When the string "auth" is part of a line in the data below, report the whole line.

(Records contained in a dataset)
▼

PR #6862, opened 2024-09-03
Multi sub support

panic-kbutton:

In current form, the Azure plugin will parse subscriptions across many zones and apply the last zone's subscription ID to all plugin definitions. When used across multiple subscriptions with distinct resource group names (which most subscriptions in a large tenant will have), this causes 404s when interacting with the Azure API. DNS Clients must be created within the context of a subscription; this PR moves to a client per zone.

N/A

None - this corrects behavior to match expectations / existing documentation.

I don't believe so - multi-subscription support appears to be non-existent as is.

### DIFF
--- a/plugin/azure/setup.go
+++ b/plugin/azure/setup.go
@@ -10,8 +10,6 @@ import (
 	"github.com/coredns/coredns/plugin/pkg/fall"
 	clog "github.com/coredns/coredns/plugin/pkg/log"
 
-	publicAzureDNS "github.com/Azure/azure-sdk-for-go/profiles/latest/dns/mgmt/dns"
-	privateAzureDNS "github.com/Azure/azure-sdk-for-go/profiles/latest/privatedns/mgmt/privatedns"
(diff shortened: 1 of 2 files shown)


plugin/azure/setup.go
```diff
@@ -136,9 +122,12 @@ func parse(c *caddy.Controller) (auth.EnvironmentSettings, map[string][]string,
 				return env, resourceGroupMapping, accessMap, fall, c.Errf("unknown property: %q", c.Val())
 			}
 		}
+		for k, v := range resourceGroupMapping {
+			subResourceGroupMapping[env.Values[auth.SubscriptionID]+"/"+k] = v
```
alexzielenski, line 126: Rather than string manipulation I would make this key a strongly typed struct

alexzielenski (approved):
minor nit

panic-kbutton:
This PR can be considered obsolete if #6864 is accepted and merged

▲
▼

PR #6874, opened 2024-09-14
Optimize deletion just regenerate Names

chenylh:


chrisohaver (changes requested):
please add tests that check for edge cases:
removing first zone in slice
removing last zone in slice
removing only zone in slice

▲

> [Answer to the exercise]
@@ -136,9 +122,12 @@ func parse(c *caddy.Controller) (auth.EnvironmentSettings, map[string][]string,
+			subResourceGroupMapping[env.Values[auth.SubscriptionID]+"/"+k] = v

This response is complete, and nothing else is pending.